Scan the entries below and extract each line with the word "works" in it.
═══ Records for the task
PR #102, opened 2022-08-27
Cleanup uses of the specialize tactic

wkolowski:


traiansf:
Why is it important to remove usages of the specialize tactic?

palmskog:
Same question here, I don't really understand at all why `specialize` and `spec` should be bad.

wkolowski:
@traiansf I think most uses of `specialize` in our codebase are code smells (proof smells?):
- Usually `apply` and a backward style of proof are better than `specialize` and forward style.
- Sometimes the place of specialization is far from the place of use, which makes understanding the proof harder.
- There are even some `specialize`s which are completely unnecessary, which is also confusing.
- I think patterns like `specialize (H x y z) as name` or `specialize (H x y z); intro name` don't signal prover's intention very well, so I tend to write `assert (name := H x y z)` instead.
- `specialize (H x y z) as [a b c]` doesn't signal intention as well as `destruct (H x y z) as [a b c]`.
- In a few places, `specialize` is used together with `rewrite` to achieve what can be better done with `replace x with y in H by tac`.
- Probably many more examples of this kind that I don't remember.

In general, `specialize` is a good and useful tactic, but your use of it (I know it was you!) is often suboptimal. The fact that I was able to get rid of around 700 lines by refactoring around the places where `specialize` occurs is a good evidence of this, I think.

palmskog (commented):
The proof assistant community has focused on two properties of proof scripts that improve maintainability: structure and predictability. Structure is mostly about hierarchical organization of code with indenting, bullets, and special keywords like `by` (SSReflect and Isabelle's Isar are the main examples here). Predictability is mostly about a proof script failing quickly once a definition is changed, which can be accomplished by tacticals like `by` and subproofs like `{ ... }`. The main example of predictability is the MathComp library, which has needed very modest proof script changes across 10+ major Coq versions and restructuring of definitions.

I don't see how this PR improves structure or predictability. While the number of proof script lines can matter at large scale, a lot of the removals here are of empty lines, so the fewer number of actual code lines overall seem modest. Overall, this means that I'm not prepared to approve the PR.

wkolowski:
It seems this PR is dead and not well-liked.

PR #858, opened 2025-01-29
Fix python version in test to 3.12

tommystendahl:
The latest version (3.29.2) of the python driver does not support python 3.13, once a new version of the python-driver supporting python 3.13 is available this change should be reverted.

### DIFF
--- a/.github/workflows/actions.yml
+++ b/.github/workflows/actions.yml
@@ -92,7 +92,7 @@ jobs:
       - name: Set up Python 3
         uses: actions/setup-python@0b93645e9fea7318ecaed2b359559ac225c90a2b # v5.3.0
         with:
-          python-version: 3.12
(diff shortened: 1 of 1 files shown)


.github/workflows/actions.yml
```diff
@@ -92,7 +92,7 @@ jobs:
       - name: Set up Python 3
         uses: actions/setup-python@0b93645e9fea7318ecaed2b359559ac225c90a2b # v5.3.0
         with:
-          python-version: 3
+          python-version: 3.12
```
jwaeab, line 95: Perhaps just adding some sort of comment here to why we explicitly set 3.12 here?

tommystendahl: done

jwaeab (approved):

Issue #1002, opened 2025-06-18
Enabled cipher suites are set twice


tommystendahl:
We set enabled cipher suites twice, at these places:
https://github.com/Ericsson/ecchronos/blob/893bfd040a47152f2d8bd6d916747b8ddc4d3bbd/application/src/main/java/com/ericsson/bss/cassandra/ecchronos/application/ReloadingCertificateHandler.java#L110
https://github.com/Ericsson/ecchronos/blob/893bfd040a47152f2d8bd6d916747b8ddc4d3bbd/application/src/main/java/com/ericsson/bss/cassandra/ecchronos/application/ReloadingCertificateHandler.java#L306
The first use javax and the second use the netty API, it would be nice if we could remove the first and keep the one using Netty API.

paulchandler:
Following discussions with Johan, we have decided to put this on hold.

This section is used for the Unit Tests, but there are no tests for the ciphers. So we are unsure whether it can be removed.

tommystendahl:
Since we use Netty I think we should stick to the Netty API as much as possible. I think the line using javax is a leftover that should have been removed when the switch to Netty was done. I have not investigated the test coverage in this area but before we start changing anything we should make sure that there are tests covering this.

PR #1008, opened 2025-06-24
#1002 Enabled cipher suites are set twice. Line removed

paulchandler:
Remove line setting cipher suite for the second time


paulchandler:
Currently it has been agreed not to continue with this request

Issue #921, opened 2025-03-25
Add CRL support


jwaeab:
Refer to this closed issue (https://github.com/Ericsson/ecchronos/issues/880)

VictorCavichioli:
Related with #652

paulchandler:
Completed with the previous PR

PR #1014, opened 2025-07-10
#921 Add crl support for certificates

paulchandler:
Add crl support for certificates, ported from the master branch.


jwaeab (commented):
Looks ok, but I can have another look once you have updated the branch with the latest stuff as well.

jwaeab (approved):

PR #1032, opened 2025-07-23
REST interface only shows the schedules for the last table added

paulchandler:
Fixes RepairSchedulerImpl so that it does not lose earlier table definitions


VictorCavichioli (approved):

VictorCavichioli (changes requested):
Add fix in CHANGES.md

VictorCavichioli (approved):

PR #1048, opened 2025-08-08
Agent/1045 Add behave tests

paulchandler:
This adds some behave tests for the new state REST interface 

Some of the common files have extra changes in that are part of the port of the behave changes to the new version.


paulchandler:
This is going to the wrong branch

PR #1049, opened 2025-08-08
Agent/1045

paulchandler:
This adds some behave tests for the new state REST interface

Some of the common files have extra changes in that are part of the port of the behave changes to the new version.

### DIFF
--- a/ecchronos-binary/src/test/behave/features/steps/ecc_rest_state.py
+++ b/ecchronos-binary/src/test/behave/features/steps/ecc_rest_state.py
@@ -29,10 +29,4 @@ from ecc_step_library.common import (
 def step_check_node_count(context, count):
     assert context.response is not None
     context.json = context.response.json()
-    print("Number of JSON objects:", len(context.json) )
-
-#    for obj in context.json:
-#        if obj["keyspace"] == keyspace and obj["table"] == table:
-#            context.id = obj["nodeID"]
-#            break
     assert len(context.json) == int(count)
--- a/ecchronos-binary/src/test/behave/features/steps/ecc_rest_state.py
+++ b/ecchronos-binary/src/test/behave/features/steps/ecc_rest_state.py
@@ -1,0 +1,38 @@
+#
+# Copyright 2025 Telefonaktiebolaget LM Ericsson
+#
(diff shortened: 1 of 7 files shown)


ecchronos-binary/src/test/behave/features/steps/ecc_rest_state.py
```diff
@@ -0,0 +1,38 @@
...
+@then("the number of nodes is {count}")
+def step_check_node_count(context, count):
+    assert context.response is not None
+    context.json = context.response.json()
+    print("Number of JSON objects:", len(context.json) )
+
+#    for obj in context.json:
+#        if obj["keyspace"] == keyspace and obj["table"] == table:
+#            context.id = obj["nodeID"]
+#            break
```
VictorCavichioli, line 37: Remove

ecchronos-binary/src/test/behave/features/steps/ecc_spring.py
```diff
@@ -0,0 +1,23 @@
+#
+# Copyright 2019 Telefonaktiebolaget LM Ericsson
```
VictorCavichioli, line 2: 2025

VictorCavichioli (changes requested):
As behave tests works now, please, add the action rule like in https://github.com/Ericsson/ecchronos/blob/ecchronos-6.0/.github/workflows/actions.yml#L45 so we know that all tests are working as expected

paulchandler:
> As behave tests works now, please, add the action rule like in https://github.com/Ericsson/ecchronos/blob/ecchronos-6.0/.github/workflows/actions.yml#L45 so we know that all tests are working as expected

Currently this requires a cluster to be setup manually, so it is not ready for this yet.

ecchronos-binary/src/test/behave/features/steps/ecc_rest_state.py
paulchandler: Done

ecchronos-binary/src/test/behave/features/steps/ecc_spring.py
paulchandler: Done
══════
### Task response:
As behave tests works now, please, add the action rule like in https://github.com/Ericsson/ecchronos/blob/ecchronos-6.0/.github/workflows/actions.yml#L45 so we know that all tests are working as expected
> As behave tests works now, please, add the action rule like in https://github.com/Ericsson/ecchronos/blob/ecchronos-6.0/.github/workflows/actions.yml#L45 so we know that all tests are working as expected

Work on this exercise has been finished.